Exercise goal:
If a line in the data holds the string "Hide", list it.

Data extracts:
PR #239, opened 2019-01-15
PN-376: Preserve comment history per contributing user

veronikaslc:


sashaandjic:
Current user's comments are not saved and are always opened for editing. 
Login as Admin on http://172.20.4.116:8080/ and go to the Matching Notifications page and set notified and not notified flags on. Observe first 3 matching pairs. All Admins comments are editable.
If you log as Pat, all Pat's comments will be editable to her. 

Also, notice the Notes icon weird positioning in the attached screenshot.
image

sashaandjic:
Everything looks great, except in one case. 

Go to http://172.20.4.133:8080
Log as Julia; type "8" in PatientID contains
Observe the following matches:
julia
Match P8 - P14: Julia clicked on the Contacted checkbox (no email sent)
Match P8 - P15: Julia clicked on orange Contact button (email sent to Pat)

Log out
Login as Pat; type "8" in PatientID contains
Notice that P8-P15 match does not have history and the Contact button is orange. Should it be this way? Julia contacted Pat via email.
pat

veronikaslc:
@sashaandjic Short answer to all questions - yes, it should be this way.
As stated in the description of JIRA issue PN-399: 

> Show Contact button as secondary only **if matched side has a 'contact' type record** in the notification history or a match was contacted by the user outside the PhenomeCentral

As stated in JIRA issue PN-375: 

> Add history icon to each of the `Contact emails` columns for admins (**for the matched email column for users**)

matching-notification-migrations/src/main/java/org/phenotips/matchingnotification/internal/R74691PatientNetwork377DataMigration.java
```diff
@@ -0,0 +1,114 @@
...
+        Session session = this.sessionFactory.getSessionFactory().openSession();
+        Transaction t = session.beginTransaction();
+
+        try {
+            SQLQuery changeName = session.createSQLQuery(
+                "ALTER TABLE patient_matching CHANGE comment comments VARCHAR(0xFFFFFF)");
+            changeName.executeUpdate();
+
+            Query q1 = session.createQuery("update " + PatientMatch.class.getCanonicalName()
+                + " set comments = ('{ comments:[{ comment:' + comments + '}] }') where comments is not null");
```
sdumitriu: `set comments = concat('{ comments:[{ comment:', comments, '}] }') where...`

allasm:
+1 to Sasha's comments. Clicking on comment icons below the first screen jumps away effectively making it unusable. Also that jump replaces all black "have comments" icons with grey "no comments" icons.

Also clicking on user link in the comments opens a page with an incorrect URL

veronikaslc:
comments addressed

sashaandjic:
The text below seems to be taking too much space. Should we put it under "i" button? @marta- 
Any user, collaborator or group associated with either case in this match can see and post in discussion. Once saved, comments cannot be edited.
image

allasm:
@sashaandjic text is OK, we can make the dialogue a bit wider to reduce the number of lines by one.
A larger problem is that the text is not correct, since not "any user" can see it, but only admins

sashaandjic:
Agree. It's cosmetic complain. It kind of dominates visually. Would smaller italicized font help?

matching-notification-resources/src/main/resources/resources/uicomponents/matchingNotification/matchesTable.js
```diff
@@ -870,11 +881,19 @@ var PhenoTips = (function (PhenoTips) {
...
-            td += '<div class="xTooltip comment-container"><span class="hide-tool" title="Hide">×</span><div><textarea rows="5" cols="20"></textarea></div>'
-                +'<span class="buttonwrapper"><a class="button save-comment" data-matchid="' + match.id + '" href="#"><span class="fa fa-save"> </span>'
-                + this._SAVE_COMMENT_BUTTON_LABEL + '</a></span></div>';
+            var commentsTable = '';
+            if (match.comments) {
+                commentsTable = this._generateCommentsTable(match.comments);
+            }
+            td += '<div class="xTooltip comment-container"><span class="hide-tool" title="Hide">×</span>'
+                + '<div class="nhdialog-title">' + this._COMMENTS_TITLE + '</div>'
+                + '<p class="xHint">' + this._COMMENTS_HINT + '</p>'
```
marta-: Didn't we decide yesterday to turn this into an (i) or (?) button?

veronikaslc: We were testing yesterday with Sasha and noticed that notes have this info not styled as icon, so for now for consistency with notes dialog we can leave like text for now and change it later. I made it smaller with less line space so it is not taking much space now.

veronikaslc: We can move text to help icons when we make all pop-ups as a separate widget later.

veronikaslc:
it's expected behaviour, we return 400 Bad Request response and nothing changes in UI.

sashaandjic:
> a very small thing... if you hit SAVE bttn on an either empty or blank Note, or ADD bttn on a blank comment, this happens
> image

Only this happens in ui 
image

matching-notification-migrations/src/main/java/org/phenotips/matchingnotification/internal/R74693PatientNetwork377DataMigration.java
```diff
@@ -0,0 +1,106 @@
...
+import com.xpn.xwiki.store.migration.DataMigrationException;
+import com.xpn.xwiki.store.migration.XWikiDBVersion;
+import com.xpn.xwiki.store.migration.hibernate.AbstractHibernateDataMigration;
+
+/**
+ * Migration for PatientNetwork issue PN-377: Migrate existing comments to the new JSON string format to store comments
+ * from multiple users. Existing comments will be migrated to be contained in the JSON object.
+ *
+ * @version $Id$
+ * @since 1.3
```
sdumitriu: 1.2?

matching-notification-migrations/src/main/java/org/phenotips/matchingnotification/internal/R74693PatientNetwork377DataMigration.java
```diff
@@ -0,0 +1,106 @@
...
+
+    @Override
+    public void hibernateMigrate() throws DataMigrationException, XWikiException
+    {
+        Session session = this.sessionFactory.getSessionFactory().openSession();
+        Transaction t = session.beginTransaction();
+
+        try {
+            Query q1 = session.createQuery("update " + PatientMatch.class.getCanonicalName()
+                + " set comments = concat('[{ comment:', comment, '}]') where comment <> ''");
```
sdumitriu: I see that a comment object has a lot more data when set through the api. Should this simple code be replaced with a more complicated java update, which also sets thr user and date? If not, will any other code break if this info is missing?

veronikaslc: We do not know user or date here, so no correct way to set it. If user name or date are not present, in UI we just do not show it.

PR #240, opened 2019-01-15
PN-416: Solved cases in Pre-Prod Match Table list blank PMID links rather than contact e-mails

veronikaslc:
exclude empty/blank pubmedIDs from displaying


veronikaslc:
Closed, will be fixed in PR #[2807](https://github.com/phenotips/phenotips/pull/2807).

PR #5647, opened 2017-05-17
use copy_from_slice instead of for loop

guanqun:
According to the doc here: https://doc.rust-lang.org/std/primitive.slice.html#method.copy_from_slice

Solution to this task:
-            td += '<div class="xTooltip comment-container"><span class="hide-tool" title="Hide">×</span><div><textarea rows="5" cols="20"></textarea></div>'
+            td += '<div class="xTooltip comment-container"><span class="hide-tool" title="Hide">×</span>'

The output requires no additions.